▶ GOAL OF THE EXERCISE:
Every line holding the string "case" is to be copied from the entries below.

▶ DATA SHOWN:
Issue #6290, opened 2018-10-16
Ignore incorrect aspect ratio if the image is 1x1 pixel


SebastianEberlein:
**Feature request summary**
 Ignore incorrect aspect ratio if the image is 1x1 pixel.

**What is the motivation or use case for changing this?**
Lazyloading images. The image container has an intrinsic ratio to avoid layout shifting. The placeholder image is a 1x1 pixel transparent base64 gif as suggested [here](https://github.com/aFarkas/lazysizes#modern-transparent-srcset-pattern).

Lighthouse 3.2.0 displays the warning "Displays images with incorrect aspect ratio":

<img width="730" alt="screenshot" src="https://user-images.githubusercontent.com/15672385/47003480-98154900-d12f-11e8-8860-86d90519b5f9.png">

This is technically correct, but should be ignored. A 1x1 pixel image will almost never match the natural aspect ratio. And it is unlikely that a 1x1 pixel image is used for anything other than a placeholder.

**How is this beneficial to Lighthouse?**
Seeing this warning, developers might look for a different solution, maybe a larger placeholder image with the correct aspect ratio. But this could increase the overall page size and thus degrade performance.

patrickhulce:
Thanks for filing @SebastianEberlein! I'm not sure I follow why your placeholder image needs to be so big if you set the actual size to be 1x1 anyhow.

Maybe I'm misunderstanding but it seems like there's two possible paths with this neat trick you're using. Please correct me if I'm wrong :)

1) You use a transparent 1x1 GIF as the source image and stretch it to fill the real aspect ratio of the image it's placeholding. This will fail the audit, but it's efficient, and it seems reasonable for us to ignore images with sufficiently small *source dimensions* in LH.
2) You use a transparent GIF the same size as the image it's placeholding. This will waste bytes, but now there's no need to set the size of the placeholder and the audit will pass naturally.

IIUC, it seems like you're using a transparent GIF the same size as the image it's placeholding, but then forcing it to not take up its natural placeholder size.

With the current situation in the screenshot, there's no way of LH knowing that this seemingly regular sized image isn't being accidentally squished by some CSS rule which is one of the exact reasons the audit exists.

wardpeet:
@patrickhulce I'm pretty sure they use this lazyloading technique
`<img src="data:blankgifdatauri" width="376" height="187" data-src="realimage" />` this way the image will take up it's space and lazyloads the image when needed without getting a page to jump up and down.

[...]

PR #6305, opened 2018-10-17
core(fix): fix incorrect aspect ratio bug if the image is 1x1 pixel

CodeDem:
fixes incorrect aspect ratio bug if the image is 1x1 pixel by filtering the image less than 5 * 5
pixels dimension

**Related Issues/PRs**
#6290

### DIFF
--- a/lighthouse-core/test/audits/image-aspect-ratio-test.js
+++ b/lighthouse-core/test/audits/image-aspect-ratio-test.js
@@ -137,6 +137,16 @@ describe('Images: aspect-ratio audit', () => {
     },
   });
 
+  testImage('is placeholder image', {
+    rawValue: true,
+    clientSize: [300, 220],
+    naturalSize: [1, 1],
+    props: {
+      isCss: false,
+      usesObjectFit: false,
+    },
+  });
+
   it('skips svg images', () => {
     const result = ImageAspectRatioAudit.audit({
       ImageUsage: [
--- a/lighthouse-core/test/audits/image-aspect-ratio-test.js
+++ b/lighthouse-core/test/audits/image-aspect-ratio-test.js
@@ -137,17 +137,6 @@ describe('Images: aspect-ratio audit', () => {
     },
   });
 
-  testImage('has invalid natural sizing information', {
-    rawValue: true,
-    warning: 'Invalid image sizing information https://google.com/logo.png',
-    clientSize: [100, 100],
-    naturalSize: [0, 0],
-    props: {
-      isCss: false,
-      usesObjectFit: false,
-    },
-  });
-
   it('skips svg images', () => {
     const result = ImageAspectRatioAudit.audit({
       ImageUsage: [
--- a/lighthouse-core/audits/image-aspect-ratio.js
+++ b/lighthouse-core/audits/image-aspect-ratio.js
@@ -77,6 +77,8 @@ class ImageAspectRatio extends Audit {
       // - filter all svgs as they have no natural dimensions to audit
       return image.networkRecord &&
         image.networkRecord.mimeType !== 'image/svg+xml' &&
+        image.naturalHeight > 5 &&
+        image.naturalWidth > 5 &&
         image.width &&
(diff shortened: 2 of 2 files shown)


patrickhulce:
Thanks very much for the PR @CodeDem! You'll have to update the unit test for this audit (https://github.com/GoogleChrome/lighthouse/blob/master/lighthouse-core/test/audits/image-aspect-ratio-test.js). 

Right now it's asserting that we warn on invalid sizing information, but we've decided to just filter them out instead so we should update the test case accordingly 👍

patrickhulce:
Good thinking @CodeDem! Honestly though, that `invalid natural sizing information` error has not been very actionable and it's been some overzealous for no good reason over the past year. 

I'm fine with filtering them out altogether unless @brendankenny you might have strong opinions here?

wardpeet:
common is actualy 1x1 i think 5x5 is to high as well at least for lazy loading images but I might be wrong here. I only use 1x1 transparent gifs.

CodeDem:
@brendankenny @benschwarz @patrickhulce 

I agree it makes sense to only ignore  1x1 images since this looks more standard in terms of placeholders for lazyloading and thus saves size.

However, 1x1 pixel can only store single color, using 4x4 size placeholder can represent the rough overview of the image content and colors of what they are about to see.

we should let developer to choose placeholder between 1x1 to 5x5 image as per requirements, correct me if I'm wrong here. 

Eg of 1x1 image placeholder
image

Eg of 4x4 image placeholder
image

Actual image
image

Let me know your thoughts.

patrickhulce:
> is it possible under normal conditions to get a natural size of 0x0? Seems like it would usually indicate that something was wrong

It's not clear under what conditions we'd be getting a size of 0x0, and the last several times I tried looking at the URLs in Sentry for invalid image sizing none of them repro'd. I'm not sure it's worth tracking at this point.

> why < 5x5 and not just allow 1x1? Is it common to use a 4x4 image as a placeholder, for instance?

IMO, this audit is not really all that useful for very small images, there's not much to distort. Heck I'd be willing to say <20x20 could be ignored. There's something to be said for @CodeDem's example of slightly larger placeholder pixelated placeholder that are then blurred to give a better speed index. I'm not sure what our reasonable allowance should be, but I'm in favor of more than just 1x1.

CodeDem:
Alright, @patrickhulce @brendankenny shall I go ahead and commit the changes with removed test case for `invalid natural sizing information`  and image filter for images less than 5x5 ?

lighthouse-core/test/audits/image-aspect-ratio-test.js
```diff
@@ -137,17 +137,6 @@ describe('Images: aspect-ratio audit', () => {
...
-    rawValue: true,
-    warning: 'Invalid image sizing information https://google.com/logo.png',
-    clientSize: [100, 100],
-    naturalSize: [0, 0],
-    props: {
-      isCss: false,
-      usesObjectFit: false,
-    },
-  });
-
```
brendankenny: should add a test (or modify this one) that a 1x1 pixel image passes when stretched to a different aspect ratio, to make sure we don't regress in the future on your use case :)

patrickhulce: @CodeDem we want to test that an image that's similar to the issue that was filed.

i.e. an image with `{clientSize: [300, 200], naturalSize: [1, 1]}` passes the audit

CodeDem: @patrickhulce oh okay got it, so it will be just renaming test to` 'is placeholder image'` and updating it so that it won't expect  `warning: 'Invalid image sizing information https://google.com/logo.png'`  to pass basically removing the warning check!

brendankenny:
over to @patrickhulce if you want a last look

CodeDem:
Thank you @patrickhulce  and @brendankenny  for helping through my first contribution, yaay :)

Issue #6309, opened 2018-10-17
configSettings.output can be list or string


exterkamp:
#### What is the current behavior?
LHR `configSettings.output` can be either a string or a list.  For convergence with proto it needs to be one or the other.

brendankenny:
it's [always an array from the CLI](https://github.com/GoogleChrome/lighthouse/blob/3d5037ade1b0b62b6bfe89642ba0e20904809df2/typings/externs.d.ts#L156), so we'd just need to correct the module uses. It's marginally more annoying to use an array there, but not so bad.

It looks like all the client entry points all use the string version, and we'd need to update the default in `constants.js`.

patrickhulce:
I'd also argue if we're converting it to always array that we should change the name to `reports` :)

PR #6310, opened 2018-10-17
misc(proto): adjust configSetting.output in preprocessor

exterkamp:
**Summary**
Adds configSettings.output processing.

**Related Issues/PRs**
preprocessing for: #6309

### DIFF
--- a/lighthouse-core/lib/proto-preprocessor.js
+++ b/lighthouse-core/lib/proto-preprocessor.js
@@ -25,7 +25,7 @@ function processForProto(result) {
   // Clean up the configSettings
   if (reportJson.configSettings) {
     // make sure the 'output' field is an array
-    if ('output' in reportJson.configSettings) {
+    if (reportJson.configSettings.output) {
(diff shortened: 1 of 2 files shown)


lighthouse-core/lib/proto-preprocessor.js
```diff
@@ -22,6 +22,16 @@ function processForProto(result) {
   /** @type {LH.Result} */
   const reportJson = JSON.parse(result);
 
+  // Clean up the configSettings
+  if ('configSettings' in reportJson) {
```
brendankenny: don't need to guard this
```suggestion
  if (reportJson.configSettings) {
```

lighthouse-core/lib/proto-preprocessor.js
```diff
@@ -22,6 +22,16 @@ function processForProto(result) {
...
+    // make sure the 'output' field is an array
+    if ('output' in reportJson.configSettings) {
```
brendankenny:
```suggestion
    if (reportJson.configSettings.output) {
```

Issue #6331, opened 2018-10-17
Benchmark Index can cause a proto unmarshalling error.


exterkamp:
#### What is the current behavior?
Convert JSON -> proto with a non integer `benchmark_index` e.g. 502.485 results in a conversion error.

exterkamp:
Also `rtt_ms` `max_wait_for_load` `cpu_slowdown_multiplier `

PR #6332, opened 2018-10-17
misc(proto): convert int32's into DoubleValue in proto

exterkamp:
**Summary**
Benchmark index is actually a double!  Not an int!

**Related Issues/PRs**
fixes: #6331

### DIFF
--- a/lighthouse-core/runner.js
+++ b/lighthouse-core/runner.js
@@ -125,7 +125,7 @@ class Runner {
         environment: {
           networkUserAgent: artifacts.NetworkUserAgent,
           hostUserAgent: artifacts.HostUserAgent,
-          benchmarkIndex: artifacts.BenchmarkIndex,
+          benchmarkIndex: parseInt(artifacts.BenchmarkIndex.toString()),
         },
         lighthouseVersion,
         fetchTime: artifacts.fetchTime,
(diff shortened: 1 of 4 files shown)


proto/sample_v2_round_trip.json
```diff
@@ -3262,7 +3262,7 @@
         "throttlingMethod": "devtools"
     }, 
     "environment": {
-        "benchmarkIndex": 1000, 
+        "benchmarkIndex": 1000.0,
```
brendankenny: since this is JSON, the trailing `.0` ends up in sort of in undefined behavior (it won't survive depending on the language/tool used to parse/stringify the file). Since it's a fake number anyways, should we change the `benchmarkIndex` value in `sample_v2.json` so it's always a float (e.g. 1000.5)?

Or we can leave it and worry about it when it creates a problem (again) :)

brendankenny:
I like @patrickhulce's idea better if the slowest devices really are more on the order of 10-100

lighthouse-core/runner.js
```diff
@@ -125,7 +125,7 @@ class Runner {
         environment: {
           networkUserAgent: artifacts.NetworkUserAgent,
           hostUserAgent: artifacts.HostUserAgent,
-          benchmarkIndex: artifacts.BenchmarkIndex,
+          benchmarkIndex: parseInt(artifacts.BenchmarkIndex.toString()),
```
brendankenny: `Math.round()` :)

But I think we want to do this either in `Driver.getBenchmarkIndex()` or in `ultradumbBenchmark` itself

PR #571, opened 2025-12-12
standardize evo form handling

emmadenslemma:
changes the Gourgeist exception in `poke_backend_evolve` to work with any evolving mons that use forms

(Shouldn't change any functionality since Gourgeist already duplicates this inside `set_ability`)


InertSteak:
Awesome, thanks!

PR #573, opened 2025-12-17
Updated sprites

Catzzadilla:
- Tatsugiris on the base atlas have different expressions (thanks Emma!)
- Updated CBMX's Ditto


InertSteak:
Nice

PR #574, opened 2025-12-17
Replaced Chartreuse Chamber with Team Star

Catzzadilla:
- Made Penny's glasses lighter
- Replaced Chartreuse Chamber with Iridescent Hacker (nothing changed functionally, just name, colour, texture, etc.)
- Implemented The Star, which is a "lite" version of Chartreuse Chamber that will only ever hit 1 type


InertSteak:
Looks good!

PR #576, opened 2025-12-18
vanilla joker energy fixes

Eternalnacho:
mostly just jokers that should be xmult_multi that used to be erroneously classified as xmult_mod, but also Canio being fixed to reflect vanilla Balatro calling it 'Caino' in the code


InertSteak:
Looks good!

PR #578, opened 2025-12-19
fix crash when mirror transforms a form joker

emmadenslemma:
Quick null check because I somehow forgot that you can turn form jokers into other jokers, and that `new_card` is a center and not a card


InertSteak:
Oh good catch

PR #579, opened 2025-12-19
Smeargle function relocation and slight rework

Eternalnacho:
Most of what this does is move functionality out of Update and into Calculate - it also makes the load and add_to_deck functions unnecessary. As always, please do check and make sure nothing breaks if interested


InertSteak:
I'm impressed, I wasn't able to break it. I wanted to cause a stack overflow too, those are always fun

PR #580, opened 2025-12-22
make oinkologne multisprite

emmadenslemma:
small PokemonSprites change
(yes this is technically a fan addition change for Sonfive's Pokermon+)


InertSteak:
Seems fine to me

PR #583, opened 2025-12-26
increment_energy wasn't properly working with energy_types

Eternalnacho:
Seems I missed a spot, just changes the energize function call so etype is used correctly


InertSteak:
Looks good!

PR #584, opened 2025-12-27
artist & designer credits on blinds in collection

Maelmc:


InertSteak:
Excellent! Looks good to me

PR #585, opened 2025-12-27
Pocket Pack Cleanup

emmadenslemma:
Changes the evo item generation code of `create_item`, using `G.GAME.used_jokers` to overcome the need for tracking created items, and using the (now moved) `native_evo_items` list to support fan addition evo items without patches

Functionality should be identical for all base mod evo items

Additionally I also added `.vscode/` to the gitignore file, for local workspace settings (I grew tired of staring at yellow lines)


InertSteak:
Great stuff

PR #586, opened 2025-12-28
get_highest_evo fixes

Eternalnacho:
Saw a bug report about Hitmonlee evolving to Hitmontop via transformation, this _should_ fix any such errors alongside properly checking for the (admittedly very small) edge case of a split evo with different stage amounts (hydrapple, mr. rime)


InertSteak:
Yeah I saw that too. Doing Arceus's work Nacho!

PR #587, opened 2025-12-30
Consumable text is more consistent

Catzzadilla:
- Changed "o" on Thunder Stone and linking cord to match Twisted Spoon, Microwave, and bold letters on other cards
- Changed "P" on Prism scale to match Twisted Spoon
- Changed "J" on Berry Juice to be more "J" and less "⅃"
- Removed weird shading on and around Leftovers's text


InertSteak:
Nicely done

PR #1386, opened 2024-02-21
Update Modal dict reference page notes

yirenlu92:
Add additional information about individual key-value TTL in Modal dicts

### DIFF
--- a/modal/dict.py
+++ b/modal/dict.py
@@ -28,7 +28,7 @@ class _Dict(_Object, type_prefix="di"):
 
     A `Dict` matches the lifetime of the app it is attached to, but individual key-value pairs will expire 30 days after it was last added to its ​​Dict object.
     Because of this, `Dict`s are best not used for
-    long-term storage. All data is deleted when the app is stopped. 
+    long-term storage. All data is deleted when the app is stopped.
 
     **Usage**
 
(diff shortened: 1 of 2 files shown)


modal/dict.py
```diff
@@ -26,9 +26,9 @@ class _Dict(_Object, type_prefix="di"):
 
     **Lifetime of a Dict and its items**
 
-    A `Dict` matches the lifetime of the app it is attached to, but invididual
-    keys expire after 30 days. Because of this, `Dict`s are best not used for
-    long-term storage. All data is deleted when the app is stopped.
+    A `Dict` matches the lifetime of the app it is attached to, but individual key-value pairs will expire 30 days after it was last added to its ​​Dict object.
```
mwaskom, line 29: Nit, tense alignment

```suggestion
but an individual entry will expire 30 days after it was last added to its ​​Dict object.
```

modal/dict.py
```diff
@@ -26,8 +26,8 @@ class _Dict(_Object, type_prefix="di"):
 
     **Lifetime of a Dict and its items**
 
-    A `Dict` matches the lifetime of the app it is attached to, but invididual
-    keys expire after 30 days. Because of this, `Dict`s are best not used for
+    but an individual entry will expire 30 days after it was last added to its ​​Dict object.
```
danielnorberg, line 29: Should this be as below?

> A `Dict` matches the lifetime of the app it is attached to, but an individual entry will expire 30 days after it was last added to its ​​Dict object.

▶ TASK RESPONSE:
**What is the motivation or use case for changing this?**
Right now it's asserting that we warn on invalid sizing information, but we've decided to just filter them out instead so we should update the test case accordingly 👍
Alright, @patrickhulce @brendankenny shall I go ahead and commit the changes with removed test case for `invalid natural sizing information`  and image filter for images less than 5x5 ?
brendankenny: should add a test (or modify this one) that a 1x1 pixel image passes when stretched to a different aspect ratio, to make sure we don't regress in the future on your use case :)
Saw a bug report about Hitmonlee evolving to Hitmontop via transformation, this _should_ fix any such errors alongside properly checking for the (admittedly very small) edge case of a split evo with different stage amounts (hydrapple, mr. rime)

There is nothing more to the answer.